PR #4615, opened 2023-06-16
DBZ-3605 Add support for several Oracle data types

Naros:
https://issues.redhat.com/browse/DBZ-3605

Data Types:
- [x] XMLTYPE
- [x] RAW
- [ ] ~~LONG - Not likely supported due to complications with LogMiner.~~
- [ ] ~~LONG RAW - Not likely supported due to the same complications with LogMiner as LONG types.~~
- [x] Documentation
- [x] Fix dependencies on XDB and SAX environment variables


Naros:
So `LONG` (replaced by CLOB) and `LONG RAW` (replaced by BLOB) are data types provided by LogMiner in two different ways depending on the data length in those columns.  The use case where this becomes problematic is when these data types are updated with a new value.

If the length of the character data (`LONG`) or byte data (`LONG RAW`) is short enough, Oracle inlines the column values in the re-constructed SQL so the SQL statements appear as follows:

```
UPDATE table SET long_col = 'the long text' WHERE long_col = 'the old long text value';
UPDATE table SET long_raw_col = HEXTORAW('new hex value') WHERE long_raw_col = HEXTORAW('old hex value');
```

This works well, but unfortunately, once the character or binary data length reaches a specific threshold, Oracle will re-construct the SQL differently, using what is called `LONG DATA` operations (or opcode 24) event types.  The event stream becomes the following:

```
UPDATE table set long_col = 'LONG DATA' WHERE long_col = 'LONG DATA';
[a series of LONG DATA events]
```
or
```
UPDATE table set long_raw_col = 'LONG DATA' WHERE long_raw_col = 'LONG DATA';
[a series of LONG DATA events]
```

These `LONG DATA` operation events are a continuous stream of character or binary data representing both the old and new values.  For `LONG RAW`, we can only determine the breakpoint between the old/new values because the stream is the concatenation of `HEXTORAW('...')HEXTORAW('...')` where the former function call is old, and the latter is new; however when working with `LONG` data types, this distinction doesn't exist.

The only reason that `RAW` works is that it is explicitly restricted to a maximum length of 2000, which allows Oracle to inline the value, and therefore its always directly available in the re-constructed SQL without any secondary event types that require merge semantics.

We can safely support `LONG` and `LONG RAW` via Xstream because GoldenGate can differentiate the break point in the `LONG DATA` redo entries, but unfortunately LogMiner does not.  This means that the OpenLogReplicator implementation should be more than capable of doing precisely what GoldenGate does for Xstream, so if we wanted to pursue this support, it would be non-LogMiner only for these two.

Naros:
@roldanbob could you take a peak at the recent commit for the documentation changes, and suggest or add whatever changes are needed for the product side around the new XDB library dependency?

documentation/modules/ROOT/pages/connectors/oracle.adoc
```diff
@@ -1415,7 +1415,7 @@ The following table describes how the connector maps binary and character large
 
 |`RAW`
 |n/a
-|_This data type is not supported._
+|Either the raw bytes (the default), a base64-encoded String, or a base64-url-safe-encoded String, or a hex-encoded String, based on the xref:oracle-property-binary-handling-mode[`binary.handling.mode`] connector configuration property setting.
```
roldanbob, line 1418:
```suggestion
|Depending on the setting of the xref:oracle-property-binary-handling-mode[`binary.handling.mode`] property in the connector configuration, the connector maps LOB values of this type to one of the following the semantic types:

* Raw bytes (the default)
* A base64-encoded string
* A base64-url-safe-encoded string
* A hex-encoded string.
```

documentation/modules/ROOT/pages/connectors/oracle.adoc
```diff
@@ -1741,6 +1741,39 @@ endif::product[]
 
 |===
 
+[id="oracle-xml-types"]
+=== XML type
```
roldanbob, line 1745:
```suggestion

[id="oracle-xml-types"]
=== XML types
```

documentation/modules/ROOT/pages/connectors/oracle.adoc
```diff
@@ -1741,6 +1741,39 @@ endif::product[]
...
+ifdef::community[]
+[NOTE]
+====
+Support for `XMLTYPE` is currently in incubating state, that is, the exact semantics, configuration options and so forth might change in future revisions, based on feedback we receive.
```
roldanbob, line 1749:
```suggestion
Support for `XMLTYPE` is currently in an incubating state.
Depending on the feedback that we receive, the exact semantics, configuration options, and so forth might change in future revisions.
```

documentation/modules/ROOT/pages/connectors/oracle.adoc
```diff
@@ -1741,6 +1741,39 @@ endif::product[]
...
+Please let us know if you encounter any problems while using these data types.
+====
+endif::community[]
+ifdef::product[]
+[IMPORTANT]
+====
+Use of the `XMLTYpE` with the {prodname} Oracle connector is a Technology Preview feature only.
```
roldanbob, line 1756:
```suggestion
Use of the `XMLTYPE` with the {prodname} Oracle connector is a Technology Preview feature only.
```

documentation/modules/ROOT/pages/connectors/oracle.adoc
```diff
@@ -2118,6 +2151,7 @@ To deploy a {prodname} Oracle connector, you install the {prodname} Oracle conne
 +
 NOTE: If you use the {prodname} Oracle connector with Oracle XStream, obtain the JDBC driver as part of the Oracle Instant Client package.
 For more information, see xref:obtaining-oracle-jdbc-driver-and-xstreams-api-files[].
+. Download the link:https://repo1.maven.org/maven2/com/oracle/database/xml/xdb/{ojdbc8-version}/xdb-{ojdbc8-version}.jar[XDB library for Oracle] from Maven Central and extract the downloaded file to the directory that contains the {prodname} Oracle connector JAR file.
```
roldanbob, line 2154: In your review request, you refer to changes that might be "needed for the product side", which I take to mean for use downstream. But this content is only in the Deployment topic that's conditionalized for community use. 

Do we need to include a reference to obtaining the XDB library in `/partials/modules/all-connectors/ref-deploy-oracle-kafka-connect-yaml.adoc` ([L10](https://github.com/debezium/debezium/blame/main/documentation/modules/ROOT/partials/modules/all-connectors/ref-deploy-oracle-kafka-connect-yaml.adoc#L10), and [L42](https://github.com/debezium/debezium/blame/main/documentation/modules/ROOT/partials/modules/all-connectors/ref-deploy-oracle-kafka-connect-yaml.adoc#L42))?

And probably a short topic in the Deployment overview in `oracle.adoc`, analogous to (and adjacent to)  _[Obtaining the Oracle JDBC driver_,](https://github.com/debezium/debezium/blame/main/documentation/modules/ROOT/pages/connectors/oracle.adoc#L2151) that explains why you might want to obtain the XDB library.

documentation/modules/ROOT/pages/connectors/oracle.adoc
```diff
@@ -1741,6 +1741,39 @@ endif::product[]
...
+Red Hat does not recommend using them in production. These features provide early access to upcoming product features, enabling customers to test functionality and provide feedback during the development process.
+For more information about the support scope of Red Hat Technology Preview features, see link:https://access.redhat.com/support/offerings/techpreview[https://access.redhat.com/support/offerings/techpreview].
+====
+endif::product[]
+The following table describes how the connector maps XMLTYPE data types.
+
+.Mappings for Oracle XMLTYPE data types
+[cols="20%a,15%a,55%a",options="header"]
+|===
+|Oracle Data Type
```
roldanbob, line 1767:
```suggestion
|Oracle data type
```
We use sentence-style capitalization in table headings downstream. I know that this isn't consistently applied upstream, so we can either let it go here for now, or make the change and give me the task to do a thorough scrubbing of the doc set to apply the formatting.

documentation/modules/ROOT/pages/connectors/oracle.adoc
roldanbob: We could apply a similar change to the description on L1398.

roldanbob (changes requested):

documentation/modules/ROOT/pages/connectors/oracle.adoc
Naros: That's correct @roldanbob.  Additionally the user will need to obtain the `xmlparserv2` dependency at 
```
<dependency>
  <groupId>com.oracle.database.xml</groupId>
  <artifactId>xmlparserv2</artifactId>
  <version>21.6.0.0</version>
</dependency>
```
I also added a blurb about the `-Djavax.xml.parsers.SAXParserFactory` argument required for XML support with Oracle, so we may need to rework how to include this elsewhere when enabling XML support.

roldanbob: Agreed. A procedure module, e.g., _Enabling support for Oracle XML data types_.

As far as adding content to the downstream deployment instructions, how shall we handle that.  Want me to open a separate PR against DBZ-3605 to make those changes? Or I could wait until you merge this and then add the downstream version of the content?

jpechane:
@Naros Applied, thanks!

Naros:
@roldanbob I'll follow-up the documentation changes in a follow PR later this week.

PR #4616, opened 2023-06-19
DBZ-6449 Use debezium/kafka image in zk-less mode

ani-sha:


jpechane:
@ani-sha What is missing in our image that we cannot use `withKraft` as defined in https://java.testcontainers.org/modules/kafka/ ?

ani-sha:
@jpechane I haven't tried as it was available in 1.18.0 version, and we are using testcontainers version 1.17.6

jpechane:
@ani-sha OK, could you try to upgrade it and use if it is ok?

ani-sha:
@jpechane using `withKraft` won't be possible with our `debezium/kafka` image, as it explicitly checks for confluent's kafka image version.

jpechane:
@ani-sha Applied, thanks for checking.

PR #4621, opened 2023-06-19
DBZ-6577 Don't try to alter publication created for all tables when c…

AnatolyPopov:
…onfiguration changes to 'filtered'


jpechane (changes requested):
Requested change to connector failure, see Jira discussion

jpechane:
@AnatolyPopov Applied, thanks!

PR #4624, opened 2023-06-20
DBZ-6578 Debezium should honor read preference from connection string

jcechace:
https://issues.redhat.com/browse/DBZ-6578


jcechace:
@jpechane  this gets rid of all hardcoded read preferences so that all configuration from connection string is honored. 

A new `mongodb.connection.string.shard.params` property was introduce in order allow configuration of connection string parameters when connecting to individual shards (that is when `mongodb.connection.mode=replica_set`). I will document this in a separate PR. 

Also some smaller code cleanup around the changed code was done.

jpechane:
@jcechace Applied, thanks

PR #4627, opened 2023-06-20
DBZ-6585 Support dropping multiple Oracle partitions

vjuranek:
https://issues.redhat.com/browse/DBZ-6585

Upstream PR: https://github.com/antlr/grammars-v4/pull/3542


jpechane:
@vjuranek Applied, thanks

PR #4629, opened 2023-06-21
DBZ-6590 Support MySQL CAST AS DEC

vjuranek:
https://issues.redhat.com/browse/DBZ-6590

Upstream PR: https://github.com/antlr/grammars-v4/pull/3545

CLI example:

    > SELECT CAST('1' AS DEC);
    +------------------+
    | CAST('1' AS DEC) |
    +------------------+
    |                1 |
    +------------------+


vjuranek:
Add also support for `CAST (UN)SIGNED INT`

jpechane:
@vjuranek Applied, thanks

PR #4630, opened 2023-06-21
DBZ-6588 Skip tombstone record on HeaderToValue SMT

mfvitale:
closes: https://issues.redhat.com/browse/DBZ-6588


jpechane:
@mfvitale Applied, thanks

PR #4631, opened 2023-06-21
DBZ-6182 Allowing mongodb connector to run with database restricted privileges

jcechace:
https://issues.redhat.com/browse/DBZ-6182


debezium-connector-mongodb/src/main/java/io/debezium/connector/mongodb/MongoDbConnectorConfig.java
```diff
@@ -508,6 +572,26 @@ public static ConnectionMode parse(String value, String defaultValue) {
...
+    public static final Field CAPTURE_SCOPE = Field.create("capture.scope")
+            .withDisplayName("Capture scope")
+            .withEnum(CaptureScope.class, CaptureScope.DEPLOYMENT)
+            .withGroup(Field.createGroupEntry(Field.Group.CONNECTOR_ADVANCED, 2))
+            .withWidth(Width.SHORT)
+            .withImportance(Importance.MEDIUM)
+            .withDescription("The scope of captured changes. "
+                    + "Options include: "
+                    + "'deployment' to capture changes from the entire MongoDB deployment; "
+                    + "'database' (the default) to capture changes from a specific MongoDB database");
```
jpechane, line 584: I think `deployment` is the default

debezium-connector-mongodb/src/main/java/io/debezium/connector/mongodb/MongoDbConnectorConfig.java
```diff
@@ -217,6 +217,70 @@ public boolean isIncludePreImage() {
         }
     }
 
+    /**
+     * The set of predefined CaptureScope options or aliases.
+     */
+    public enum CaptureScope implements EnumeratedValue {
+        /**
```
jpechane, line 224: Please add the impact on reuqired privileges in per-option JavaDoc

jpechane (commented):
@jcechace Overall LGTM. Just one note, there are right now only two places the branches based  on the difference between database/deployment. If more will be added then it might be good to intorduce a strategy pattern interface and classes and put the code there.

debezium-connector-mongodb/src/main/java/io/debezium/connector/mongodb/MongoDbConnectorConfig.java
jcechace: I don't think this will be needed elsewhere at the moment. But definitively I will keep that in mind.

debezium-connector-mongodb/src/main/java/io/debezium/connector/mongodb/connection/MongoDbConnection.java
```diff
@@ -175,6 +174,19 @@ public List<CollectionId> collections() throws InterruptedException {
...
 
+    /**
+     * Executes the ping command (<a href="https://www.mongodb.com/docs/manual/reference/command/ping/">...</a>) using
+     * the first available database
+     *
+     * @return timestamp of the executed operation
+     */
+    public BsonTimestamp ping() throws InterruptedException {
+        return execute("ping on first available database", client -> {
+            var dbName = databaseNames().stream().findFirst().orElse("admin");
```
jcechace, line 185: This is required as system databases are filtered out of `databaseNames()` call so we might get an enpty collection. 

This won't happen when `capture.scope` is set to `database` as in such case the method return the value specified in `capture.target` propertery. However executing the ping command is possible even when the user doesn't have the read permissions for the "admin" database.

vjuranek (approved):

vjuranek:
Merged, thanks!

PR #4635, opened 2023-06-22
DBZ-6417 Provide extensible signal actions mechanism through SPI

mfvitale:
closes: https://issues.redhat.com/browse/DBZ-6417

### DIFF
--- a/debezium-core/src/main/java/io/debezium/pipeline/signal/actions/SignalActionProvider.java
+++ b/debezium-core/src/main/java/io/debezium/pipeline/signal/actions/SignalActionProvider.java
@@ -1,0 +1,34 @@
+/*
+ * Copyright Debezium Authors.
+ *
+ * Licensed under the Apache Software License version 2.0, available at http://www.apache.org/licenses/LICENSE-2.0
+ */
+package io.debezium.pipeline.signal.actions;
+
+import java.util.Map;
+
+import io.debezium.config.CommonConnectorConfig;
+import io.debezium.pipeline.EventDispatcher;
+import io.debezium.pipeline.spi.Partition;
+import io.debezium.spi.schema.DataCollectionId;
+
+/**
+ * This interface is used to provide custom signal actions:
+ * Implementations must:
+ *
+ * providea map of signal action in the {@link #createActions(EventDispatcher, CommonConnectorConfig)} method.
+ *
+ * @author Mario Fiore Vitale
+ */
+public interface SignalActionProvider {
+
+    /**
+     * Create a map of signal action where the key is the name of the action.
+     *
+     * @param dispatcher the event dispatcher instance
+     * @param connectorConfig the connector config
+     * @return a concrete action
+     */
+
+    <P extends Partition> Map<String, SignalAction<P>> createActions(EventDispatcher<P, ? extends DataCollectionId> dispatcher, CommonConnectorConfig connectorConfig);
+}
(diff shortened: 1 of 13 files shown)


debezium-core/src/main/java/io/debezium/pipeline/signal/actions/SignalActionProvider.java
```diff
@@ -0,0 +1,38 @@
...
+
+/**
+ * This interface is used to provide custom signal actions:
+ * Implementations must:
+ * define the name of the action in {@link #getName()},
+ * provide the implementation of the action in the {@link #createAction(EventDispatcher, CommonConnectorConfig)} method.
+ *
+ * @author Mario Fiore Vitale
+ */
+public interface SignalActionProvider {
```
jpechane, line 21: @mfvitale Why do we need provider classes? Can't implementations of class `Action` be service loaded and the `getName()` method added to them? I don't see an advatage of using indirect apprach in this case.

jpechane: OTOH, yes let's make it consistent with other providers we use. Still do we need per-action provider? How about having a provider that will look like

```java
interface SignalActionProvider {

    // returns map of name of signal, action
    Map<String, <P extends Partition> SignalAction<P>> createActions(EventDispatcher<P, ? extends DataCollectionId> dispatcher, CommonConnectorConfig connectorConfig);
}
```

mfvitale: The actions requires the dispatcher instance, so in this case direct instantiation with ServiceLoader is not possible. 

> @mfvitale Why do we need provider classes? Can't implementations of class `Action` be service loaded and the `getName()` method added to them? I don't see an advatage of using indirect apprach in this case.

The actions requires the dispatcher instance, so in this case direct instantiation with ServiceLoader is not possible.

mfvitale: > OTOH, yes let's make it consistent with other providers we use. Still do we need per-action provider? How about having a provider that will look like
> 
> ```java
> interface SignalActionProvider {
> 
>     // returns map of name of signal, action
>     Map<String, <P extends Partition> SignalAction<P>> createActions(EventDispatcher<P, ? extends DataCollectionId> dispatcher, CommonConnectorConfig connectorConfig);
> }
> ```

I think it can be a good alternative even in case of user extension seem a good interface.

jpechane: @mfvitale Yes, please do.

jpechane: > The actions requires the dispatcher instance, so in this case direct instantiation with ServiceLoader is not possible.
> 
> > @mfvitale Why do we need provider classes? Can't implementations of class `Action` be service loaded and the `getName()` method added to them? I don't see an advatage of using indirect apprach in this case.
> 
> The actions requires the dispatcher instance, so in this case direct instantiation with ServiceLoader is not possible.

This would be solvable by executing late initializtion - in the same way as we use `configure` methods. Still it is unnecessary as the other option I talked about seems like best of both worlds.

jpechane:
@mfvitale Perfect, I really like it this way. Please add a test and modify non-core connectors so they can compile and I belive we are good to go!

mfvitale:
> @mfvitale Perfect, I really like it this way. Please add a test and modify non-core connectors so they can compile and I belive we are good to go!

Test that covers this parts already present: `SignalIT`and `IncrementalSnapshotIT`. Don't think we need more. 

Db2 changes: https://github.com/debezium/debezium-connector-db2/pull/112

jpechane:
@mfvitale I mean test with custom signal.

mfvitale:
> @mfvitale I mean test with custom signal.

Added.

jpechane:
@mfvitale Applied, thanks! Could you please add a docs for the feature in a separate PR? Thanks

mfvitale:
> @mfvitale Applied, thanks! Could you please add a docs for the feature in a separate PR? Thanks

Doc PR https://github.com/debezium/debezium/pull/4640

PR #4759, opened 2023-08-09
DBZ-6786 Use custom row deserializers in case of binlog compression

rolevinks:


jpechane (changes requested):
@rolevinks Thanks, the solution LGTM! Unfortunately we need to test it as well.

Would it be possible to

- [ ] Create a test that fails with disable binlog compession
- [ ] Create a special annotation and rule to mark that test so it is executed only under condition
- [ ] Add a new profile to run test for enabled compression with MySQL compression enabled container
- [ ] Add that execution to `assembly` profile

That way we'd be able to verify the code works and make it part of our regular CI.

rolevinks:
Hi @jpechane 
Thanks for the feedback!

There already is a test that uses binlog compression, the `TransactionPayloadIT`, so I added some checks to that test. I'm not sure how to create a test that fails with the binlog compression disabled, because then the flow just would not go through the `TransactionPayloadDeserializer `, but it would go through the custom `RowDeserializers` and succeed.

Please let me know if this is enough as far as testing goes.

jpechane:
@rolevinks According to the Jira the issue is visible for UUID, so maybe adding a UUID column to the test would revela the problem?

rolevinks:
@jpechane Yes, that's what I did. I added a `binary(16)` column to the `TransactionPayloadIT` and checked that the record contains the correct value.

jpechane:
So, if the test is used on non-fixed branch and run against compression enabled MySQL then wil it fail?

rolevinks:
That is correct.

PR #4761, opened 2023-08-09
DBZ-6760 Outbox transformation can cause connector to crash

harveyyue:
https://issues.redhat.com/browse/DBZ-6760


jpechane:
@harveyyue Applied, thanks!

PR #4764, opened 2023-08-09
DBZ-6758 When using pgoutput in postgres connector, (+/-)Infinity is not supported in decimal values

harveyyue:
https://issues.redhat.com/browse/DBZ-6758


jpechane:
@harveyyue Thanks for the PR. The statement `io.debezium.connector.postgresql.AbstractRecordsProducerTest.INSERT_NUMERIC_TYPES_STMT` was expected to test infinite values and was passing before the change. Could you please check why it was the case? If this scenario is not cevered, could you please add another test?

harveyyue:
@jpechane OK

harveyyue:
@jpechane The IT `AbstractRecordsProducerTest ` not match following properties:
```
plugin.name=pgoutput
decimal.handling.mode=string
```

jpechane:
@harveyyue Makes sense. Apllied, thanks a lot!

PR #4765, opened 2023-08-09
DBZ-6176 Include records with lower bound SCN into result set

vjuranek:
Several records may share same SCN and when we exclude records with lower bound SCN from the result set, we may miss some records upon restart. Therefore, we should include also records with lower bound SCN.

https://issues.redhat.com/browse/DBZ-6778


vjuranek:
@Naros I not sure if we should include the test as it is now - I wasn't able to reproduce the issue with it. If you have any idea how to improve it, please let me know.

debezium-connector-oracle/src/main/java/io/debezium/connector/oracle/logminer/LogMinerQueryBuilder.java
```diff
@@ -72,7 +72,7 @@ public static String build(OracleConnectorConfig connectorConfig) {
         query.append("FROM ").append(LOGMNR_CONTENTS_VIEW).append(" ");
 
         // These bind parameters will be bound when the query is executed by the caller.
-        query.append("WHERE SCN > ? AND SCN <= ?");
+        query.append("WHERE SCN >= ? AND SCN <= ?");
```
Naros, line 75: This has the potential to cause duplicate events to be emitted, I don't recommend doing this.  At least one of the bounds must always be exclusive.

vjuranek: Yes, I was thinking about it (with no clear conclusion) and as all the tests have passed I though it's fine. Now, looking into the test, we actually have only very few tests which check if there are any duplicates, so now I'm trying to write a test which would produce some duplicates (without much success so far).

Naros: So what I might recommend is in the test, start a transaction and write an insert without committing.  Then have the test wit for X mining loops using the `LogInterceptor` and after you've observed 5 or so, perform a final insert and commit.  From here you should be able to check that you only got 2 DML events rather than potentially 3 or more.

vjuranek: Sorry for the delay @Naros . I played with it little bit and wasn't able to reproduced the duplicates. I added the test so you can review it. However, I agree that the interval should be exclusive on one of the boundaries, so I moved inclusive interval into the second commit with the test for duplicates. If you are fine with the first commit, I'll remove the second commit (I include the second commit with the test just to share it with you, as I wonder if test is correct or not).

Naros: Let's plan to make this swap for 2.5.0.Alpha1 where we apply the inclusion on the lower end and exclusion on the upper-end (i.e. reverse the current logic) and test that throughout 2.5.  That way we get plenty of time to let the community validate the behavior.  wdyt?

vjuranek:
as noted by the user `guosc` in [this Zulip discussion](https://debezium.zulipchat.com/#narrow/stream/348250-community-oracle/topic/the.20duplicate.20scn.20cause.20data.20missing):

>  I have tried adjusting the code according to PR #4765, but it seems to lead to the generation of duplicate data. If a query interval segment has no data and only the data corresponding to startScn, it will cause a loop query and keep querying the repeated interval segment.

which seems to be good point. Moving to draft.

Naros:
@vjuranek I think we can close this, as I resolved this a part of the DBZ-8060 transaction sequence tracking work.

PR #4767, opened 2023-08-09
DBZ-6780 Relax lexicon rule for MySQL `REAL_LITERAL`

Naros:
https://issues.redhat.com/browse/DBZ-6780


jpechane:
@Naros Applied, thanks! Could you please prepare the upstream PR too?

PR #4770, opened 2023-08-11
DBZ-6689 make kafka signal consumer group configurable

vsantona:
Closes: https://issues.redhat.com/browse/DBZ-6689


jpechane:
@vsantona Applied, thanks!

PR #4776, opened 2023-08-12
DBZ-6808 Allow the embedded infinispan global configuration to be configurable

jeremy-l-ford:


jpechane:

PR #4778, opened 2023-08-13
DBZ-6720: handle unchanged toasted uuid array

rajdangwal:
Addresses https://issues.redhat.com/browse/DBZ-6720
^^^^^^^^
Identify every line above that includes the word "bytes", and show those lines.

#### [TASK ANSWER]
+|Either the raw bytes (the default), a base64-encoded String, or a base64-url-safe-encoded String, or a hex-encoded String, based on the xref:oracle-property-binary-handling-mode[`binary.handling.mode`] connector configuration property setting.
* Raw bytes (the default)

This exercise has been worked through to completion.